Author: frm
Date: Wed Nov 30 11:24:12 2016
New Revision: 1772015
URL: http://svn.apache.org/viewvc?rev=1772015&view=rev
Log:
OAK-5167 - Describe the role of offline garbage collection
Modified:
jackrabbit/oak/trunk/oak-doc/src/site/markdown/nodestore/segment/overview.md
Modified:
jackrabbit/oak/trunk/oak-doc/src/site/markdown/nodestore/segment/overview.md
URL:
http://svn.apache.org/viewvc/jackrabbit/oak/trunk/oak-doc/src/site/markdown/nodestore/segment/overview.md?rev=1772015&r1=1772014&r2=1772015&view=diff
==============================================================================
---
jackrabbit/oak/trunk/oak-doc/src/site/markdown/nodestore/segment/overview.md
(original)
+++
jackrabbit/oak/trunk/oak-doc/src/site/markdown/nodestore/segment/overview.md
Wed Nov 30 11:24:12 2016
@@ -22,6 +22,7 @@ Oak Segment Tar is an implementation of
* [Garbage Collection](#garbage-collection)
* [Generational Garbage Collection](#generational-garbage-collection)
* [Estimation, Compaction and Cleanup](#estimation-compaction-cleanup)
+ * [Offline Garbage Collection](#offline-garbage-collection)
* [Online Garbage Collection](#online-garbage-collection)
* [Monitoring the log](#monitoring-the-log)
* [When did garbage collection
start?](#when-did-garbage-collection-start)
@@ -88,6 +89,25 @@ Once relevant data is safe in the new ge
This phase locates outdated pieces of data from one of the oldest generations
and removes it from the system.
This is the only phase where data is actually deleted and disk space is
finally freed.
+### <a name="offline-garbage-collection"/> Offline Garbage Collection
+
+Offline garbage collection is the procedure followed by Oak Segment Tar to
execute garbage collection by taking exclusive control of the repository.
+
+Offline garbage collection runs as a standalone Java tool manually or
semi-automatically started from the command line.
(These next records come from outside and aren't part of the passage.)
PR #374, opened 2022-02-04
fix annotation dict without segmentation

tureckova:
While slicing the dataset with only bbox annotations, a key error occurred in file sahi/utils/coco.py on line 130.
I fixed the if statement for annotation dict without segmentation.

### DIFF
--- a/sahi/utils/coco.py
+++ b/sahi/utils/coco.py
@@ -127,7 +127,7 @@ class CocoAnnotation:
             annotation_dict: dict
                 COCO formatted annotation dict (with fields "bbox", "segmentation", "category_id")
         """
-        if annotation_dict["segmentation"] and not isinstance(annotation_dict["segmentation"], list):
+        if annotation_dict.__contains__("segmentation") and not isinstance(annotation_dict["segmentation"], list):
             has_rle_segmentation = True
             logger.warning(
                 f"Segmentation annotation for id {annotation_dict['id']} is skipped since RLE segmentation format is not supported."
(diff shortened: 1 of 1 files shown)


fcakyon:
Thanks @tureckova ! Will merge it once the tests pass 👍

sahi/utils/coco.py
```diff
@@ -127,15 +127,15 @@ def from_coco_annotation_dict(cls, annotation_dict: Dict, category_name: Optiona
             annotation_dict: dict
                 COCO formatted annotation dict (with fields "bbox", "segmentation", "category_id")
         """
-        if annotation_dict["segmentation"] and not isinstance(annotation_dict["segmentation"], list):
+        if annotation_dict.__contains__("segmentation") and not isinstance(annotation_dict["segmentation"], list):
```
fcakyon, line 130: here we have to check if `segmentation` field is not empty (object detection datasets in COCO format have `segmentation: []` in the json file)

sahi/utils/coco.py
```diff
@@ -127,15 +127,15 @@ def from_coco_annotation_dict(cls, annotation_dict: Dict, category_name: Optiona
...
             has_rle_segmentation = True
             logger.warning(
                 f"Segmentation annotation for id {annotation_dict['id']} is skipped since RLE segmentation format is not supported."
             )
         else:
             has_rle_segmentation = False
 
-        if annotation_dict["segmentation"] and not has_rle_segmentation:
+        if annotation_dict.__contains__("segmentation") and not has_rle_segmentation:
```
fcakyon, line 138: similarly,

here we have to check if `segmentation` field is not empty (object detection datasets in COCO format have `segmentation: []` in the json file)

tureckova: I thought that only there is the check necessary

fcakyon:
@tureckova thanks a lot for your contributions!

PR #435, opened 2022-04-08
Update inference_for_mmdetection.ipynb

weypro:
Resolve the compatibility error `AttributeError: module 'PIL.Image' has no attribute 'Resampling'`


fcakyon:
@weypro thanks a lot for the PR! Can you briefly mention what you have changed?

weypro:
Only the first code block.
Before:
```
!pip install -U torch sahi mmdet mmcv-full
```
After:
```
!pip install -U pillow==9.0.1 torch==1.10.0 sahi imgaug==0.2.5
```

fcakyon:
@weypro why do we need to fix to an older version of `Pillow`? Is it caused by mmdet/torch or is there anything we can do in `sahi` to support latest `Pillow` version?

weypro:
The error occurs `AttributeError: module 'PIL.Image' has no attribute 'Resampling'` and the version of `Pillow` in colab runtime is 7.1.2. , so I try to fix it by specifying a newer version.
But after further testing, I find the truth that `!pip install -U torch sahi mmdet mmcv-full` was excuted unsuccessfully at that time, which actually contains the latest update of `Pillow`. The error is  a misunderstanding and it's unnecessary to specify the version explicitly, and I will close the PR. Thank you for the reminding.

+The way offline garbage collection works is simpler than the online version.
+It is assumed that a human operator is in charge of deciding when offline
compaction is needed.
+In such a case, the human operator has to take offline - hence the name - the
system using the repository and start the compaction utility from the command
line.
+
+Since offline garbage collection requires human intervention to run, the
estimation phase is not executed at all.
+The human operator who decides to run offline garbage collection does so
because he or she decided that the garbage in the repository is exceeding some
arbitrary threshold.
+Since the decision comes from a human operator, offline garbage collection is
not in charge of implementing heuristics to decide if and when garbage
collection should be run.
+The offline garbage collection process consist of the compaction and cleanup
phases only.
+
+The main drawback of offline garbage collection is that the process has to
take exclusive control of the repository.
+Nevertheless, this is also a strength.
+Having exclusive access to the repository, offline garbage collection is
usually faster and more effective of its online counterpart.
+Because of this, offline garbage collection is (and will always be) an
important tool in repository management.
+
### <a name="online-garbage-collection"/> Online Garbage Collection
Online garbage collection is the procedure followed by Oak Segment Tar to
execute garbage collection on a running system.